DESCRIPTION OF THE TASK.
Within the listing below, how many lines contain the word "StyleSheet"? Answer with the number only.

__________

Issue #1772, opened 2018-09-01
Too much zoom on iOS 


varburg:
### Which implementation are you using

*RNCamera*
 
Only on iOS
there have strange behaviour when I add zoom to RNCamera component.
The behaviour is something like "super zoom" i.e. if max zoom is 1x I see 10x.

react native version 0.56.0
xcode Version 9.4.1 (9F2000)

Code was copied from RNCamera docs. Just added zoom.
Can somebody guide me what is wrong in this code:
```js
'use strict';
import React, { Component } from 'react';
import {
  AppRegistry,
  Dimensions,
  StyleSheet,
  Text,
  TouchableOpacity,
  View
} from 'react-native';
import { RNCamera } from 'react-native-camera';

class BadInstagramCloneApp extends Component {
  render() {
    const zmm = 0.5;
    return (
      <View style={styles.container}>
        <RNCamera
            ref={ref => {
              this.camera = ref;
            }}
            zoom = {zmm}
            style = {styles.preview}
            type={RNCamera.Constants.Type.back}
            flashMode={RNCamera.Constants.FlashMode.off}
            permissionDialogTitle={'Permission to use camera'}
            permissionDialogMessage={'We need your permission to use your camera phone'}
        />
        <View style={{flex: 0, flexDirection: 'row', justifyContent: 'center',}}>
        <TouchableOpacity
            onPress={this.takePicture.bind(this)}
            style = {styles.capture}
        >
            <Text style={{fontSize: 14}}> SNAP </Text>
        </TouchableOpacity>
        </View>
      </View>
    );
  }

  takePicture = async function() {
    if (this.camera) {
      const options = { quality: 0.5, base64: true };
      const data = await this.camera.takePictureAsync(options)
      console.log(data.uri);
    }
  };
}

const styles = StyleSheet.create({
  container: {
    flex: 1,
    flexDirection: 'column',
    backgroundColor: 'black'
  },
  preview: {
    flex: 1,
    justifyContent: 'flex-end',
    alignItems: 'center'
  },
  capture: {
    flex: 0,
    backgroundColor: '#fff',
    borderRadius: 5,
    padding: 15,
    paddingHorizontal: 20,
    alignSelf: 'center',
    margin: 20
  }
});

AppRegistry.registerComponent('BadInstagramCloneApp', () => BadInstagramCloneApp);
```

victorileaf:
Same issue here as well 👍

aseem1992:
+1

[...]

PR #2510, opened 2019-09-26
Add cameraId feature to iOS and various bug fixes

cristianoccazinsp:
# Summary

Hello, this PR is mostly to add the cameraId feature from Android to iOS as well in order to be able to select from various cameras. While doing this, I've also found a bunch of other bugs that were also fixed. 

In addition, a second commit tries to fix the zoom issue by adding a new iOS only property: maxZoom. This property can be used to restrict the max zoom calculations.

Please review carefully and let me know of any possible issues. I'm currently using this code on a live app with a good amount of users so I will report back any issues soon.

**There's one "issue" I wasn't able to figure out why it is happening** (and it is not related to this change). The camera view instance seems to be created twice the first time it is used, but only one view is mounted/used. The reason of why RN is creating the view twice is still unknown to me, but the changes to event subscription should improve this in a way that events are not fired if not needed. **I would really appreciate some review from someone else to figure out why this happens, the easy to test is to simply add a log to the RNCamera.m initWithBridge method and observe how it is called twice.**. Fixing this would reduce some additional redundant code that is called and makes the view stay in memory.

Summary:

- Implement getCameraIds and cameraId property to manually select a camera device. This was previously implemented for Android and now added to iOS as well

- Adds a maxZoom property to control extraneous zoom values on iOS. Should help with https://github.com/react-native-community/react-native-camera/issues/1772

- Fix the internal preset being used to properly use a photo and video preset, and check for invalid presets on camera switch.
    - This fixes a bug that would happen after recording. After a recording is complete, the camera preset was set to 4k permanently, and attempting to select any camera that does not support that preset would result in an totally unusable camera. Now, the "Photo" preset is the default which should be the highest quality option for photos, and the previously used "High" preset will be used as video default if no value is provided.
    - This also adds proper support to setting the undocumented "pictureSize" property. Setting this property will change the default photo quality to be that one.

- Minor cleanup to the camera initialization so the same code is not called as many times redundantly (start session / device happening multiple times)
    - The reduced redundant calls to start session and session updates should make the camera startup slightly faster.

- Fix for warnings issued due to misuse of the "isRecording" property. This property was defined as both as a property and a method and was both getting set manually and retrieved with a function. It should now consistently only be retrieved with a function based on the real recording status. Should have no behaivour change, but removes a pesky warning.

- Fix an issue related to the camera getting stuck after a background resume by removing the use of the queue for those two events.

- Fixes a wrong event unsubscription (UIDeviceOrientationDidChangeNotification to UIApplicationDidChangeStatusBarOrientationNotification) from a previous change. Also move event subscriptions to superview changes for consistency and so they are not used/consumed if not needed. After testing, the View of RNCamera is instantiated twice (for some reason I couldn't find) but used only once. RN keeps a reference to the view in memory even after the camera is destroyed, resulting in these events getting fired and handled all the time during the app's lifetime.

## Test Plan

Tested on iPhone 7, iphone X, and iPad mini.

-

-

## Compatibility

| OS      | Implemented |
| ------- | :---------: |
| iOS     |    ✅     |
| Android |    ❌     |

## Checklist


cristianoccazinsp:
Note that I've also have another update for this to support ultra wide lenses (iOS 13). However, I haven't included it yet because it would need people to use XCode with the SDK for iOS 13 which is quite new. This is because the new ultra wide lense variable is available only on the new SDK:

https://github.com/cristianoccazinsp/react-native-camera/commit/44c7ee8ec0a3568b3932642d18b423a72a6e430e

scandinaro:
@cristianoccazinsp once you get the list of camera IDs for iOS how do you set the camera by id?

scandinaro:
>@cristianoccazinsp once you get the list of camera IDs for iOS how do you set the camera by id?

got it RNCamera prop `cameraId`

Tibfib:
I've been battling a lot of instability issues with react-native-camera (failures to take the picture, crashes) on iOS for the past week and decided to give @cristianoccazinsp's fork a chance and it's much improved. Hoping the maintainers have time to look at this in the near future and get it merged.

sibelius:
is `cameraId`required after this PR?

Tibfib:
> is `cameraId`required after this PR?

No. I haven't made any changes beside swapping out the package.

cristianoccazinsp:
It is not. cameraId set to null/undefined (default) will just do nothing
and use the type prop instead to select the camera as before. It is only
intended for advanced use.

__________

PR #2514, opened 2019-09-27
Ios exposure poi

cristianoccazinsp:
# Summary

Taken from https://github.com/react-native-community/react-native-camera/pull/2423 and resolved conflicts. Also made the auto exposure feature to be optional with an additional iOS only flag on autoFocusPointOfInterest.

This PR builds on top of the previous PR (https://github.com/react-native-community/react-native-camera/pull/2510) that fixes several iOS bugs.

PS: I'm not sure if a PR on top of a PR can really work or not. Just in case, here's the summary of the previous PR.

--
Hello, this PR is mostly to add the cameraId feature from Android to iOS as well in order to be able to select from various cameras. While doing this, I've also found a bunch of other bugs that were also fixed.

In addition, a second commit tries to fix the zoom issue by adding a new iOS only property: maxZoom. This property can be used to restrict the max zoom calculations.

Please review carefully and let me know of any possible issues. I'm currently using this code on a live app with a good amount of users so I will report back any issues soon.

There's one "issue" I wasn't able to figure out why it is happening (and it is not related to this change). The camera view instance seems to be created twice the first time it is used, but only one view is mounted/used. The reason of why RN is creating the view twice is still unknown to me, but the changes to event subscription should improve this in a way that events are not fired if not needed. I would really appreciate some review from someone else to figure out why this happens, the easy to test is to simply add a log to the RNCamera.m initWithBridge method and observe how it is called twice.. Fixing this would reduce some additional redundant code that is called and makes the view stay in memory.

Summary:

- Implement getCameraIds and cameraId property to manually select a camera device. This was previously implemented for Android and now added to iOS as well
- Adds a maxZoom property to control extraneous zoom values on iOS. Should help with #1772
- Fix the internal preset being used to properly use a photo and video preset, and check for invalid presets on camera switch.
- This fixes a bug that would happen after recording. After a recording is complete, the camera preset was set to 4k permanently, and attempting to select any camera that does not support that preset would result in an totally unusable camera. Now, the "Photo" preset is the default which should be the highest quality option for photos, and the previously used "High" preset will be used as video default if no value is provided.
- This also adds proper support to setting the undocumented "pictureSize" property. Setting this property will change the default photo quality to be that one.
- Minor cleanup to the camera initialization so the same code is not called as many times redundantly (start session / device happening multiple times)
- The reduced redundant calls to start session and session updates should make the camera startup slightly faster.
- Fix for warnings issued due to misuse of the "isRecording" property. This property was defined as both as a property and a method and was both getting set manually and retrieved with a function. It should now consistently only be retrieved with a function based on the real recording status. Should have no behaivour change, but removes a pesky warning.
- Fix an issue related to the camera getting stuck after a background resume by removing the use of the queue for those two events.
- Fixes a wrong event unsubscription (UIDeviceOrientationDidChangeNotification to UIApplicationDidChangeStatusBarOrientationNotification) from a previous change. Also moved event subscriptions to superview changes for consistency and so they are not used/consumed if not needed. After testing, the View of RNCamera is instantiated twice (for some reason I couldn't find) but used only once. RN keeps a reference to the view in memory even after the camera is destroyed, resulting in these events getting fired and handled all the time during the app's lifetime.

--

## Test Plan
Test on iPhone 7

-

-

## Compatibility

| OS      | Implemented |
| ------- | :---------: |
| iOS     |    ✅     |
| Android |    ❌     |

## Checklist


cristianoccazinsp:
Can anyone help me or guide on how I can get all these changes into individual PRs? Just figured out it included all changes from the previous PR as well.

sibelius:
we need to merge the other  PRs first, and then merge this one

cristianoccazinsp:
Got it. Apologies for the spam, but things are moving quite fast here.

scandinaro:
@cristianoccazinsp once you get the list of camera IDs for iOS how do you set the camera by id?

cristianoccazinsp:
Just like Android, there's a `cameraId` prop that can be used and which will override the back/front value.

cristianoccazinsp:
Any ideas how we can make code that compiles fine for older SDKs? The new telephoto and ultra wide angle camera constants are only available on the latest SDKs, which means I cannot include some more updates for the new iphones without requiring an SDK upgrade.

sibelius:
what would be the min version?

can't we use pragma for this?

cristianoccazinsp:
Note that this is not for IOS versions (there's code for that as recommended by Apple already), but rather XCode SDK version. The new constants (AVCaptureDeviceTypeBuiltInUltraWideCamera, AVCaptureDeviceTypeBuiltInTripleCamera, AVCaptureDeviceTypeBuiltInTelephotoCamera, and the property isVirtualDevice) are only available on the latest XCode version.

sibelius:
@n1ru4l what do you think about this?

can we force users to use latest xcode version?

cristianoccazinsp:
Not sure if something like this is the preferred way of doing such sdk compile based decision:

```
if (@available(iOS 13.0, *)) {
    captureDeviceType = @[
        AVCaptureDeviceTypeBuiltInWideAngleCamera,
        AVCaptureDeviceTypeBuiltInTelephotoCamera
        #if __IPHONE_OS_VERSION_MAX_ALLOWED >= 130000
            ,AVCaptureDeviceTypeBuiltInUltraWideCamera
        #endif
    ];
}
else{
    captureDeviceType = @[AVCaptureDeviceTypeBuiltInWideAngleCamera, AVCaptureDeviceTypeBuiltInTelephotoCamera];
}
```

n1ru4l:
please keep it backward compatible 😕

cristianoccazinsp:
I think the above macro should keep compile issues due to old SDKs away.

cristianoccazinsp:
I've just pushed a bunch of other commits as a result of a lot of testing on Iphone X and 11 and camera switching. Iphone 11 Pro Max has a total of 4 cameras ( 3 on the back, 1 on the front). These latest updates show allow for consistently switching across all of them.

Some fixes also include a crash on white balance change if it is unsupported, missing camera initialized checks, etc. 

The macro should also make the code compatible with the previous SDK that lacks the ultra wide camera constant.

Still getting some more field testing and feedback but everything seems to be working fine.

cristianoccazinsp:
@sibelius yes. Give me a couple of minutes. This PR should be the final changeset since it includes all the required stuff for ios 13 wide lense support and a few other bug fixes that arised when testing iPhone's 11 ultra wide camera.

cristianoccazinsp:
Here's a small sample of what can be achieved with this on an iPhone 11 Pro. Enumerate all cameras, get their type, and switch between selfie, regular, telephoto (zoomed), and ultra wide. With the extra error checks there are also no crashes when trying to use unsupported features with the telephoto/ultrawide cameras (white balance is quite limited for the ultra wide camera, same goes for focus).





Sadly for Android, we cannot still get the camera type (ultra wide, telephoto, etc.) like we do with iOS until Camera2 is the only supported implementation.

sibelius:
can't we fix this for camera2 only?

__________

FINISHED TASK.
2